YOUR OBJECTIVE: What is needed is an exact copy of the data that follows.

SUPPLIED INFORMATION:
---+---
PR #825, opened 2025-05-23
STR-1184 & STR-1377: Bump reth to v1.3.1 and migrate to RSP

MdTeach:
## Description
---+---
ANSWER BOX:
PR #825, opened 2025-05-23
STR-1184 & STR-1377: Bump reth to v1.3.1 and migrate to RSP

MdTeach:
## Description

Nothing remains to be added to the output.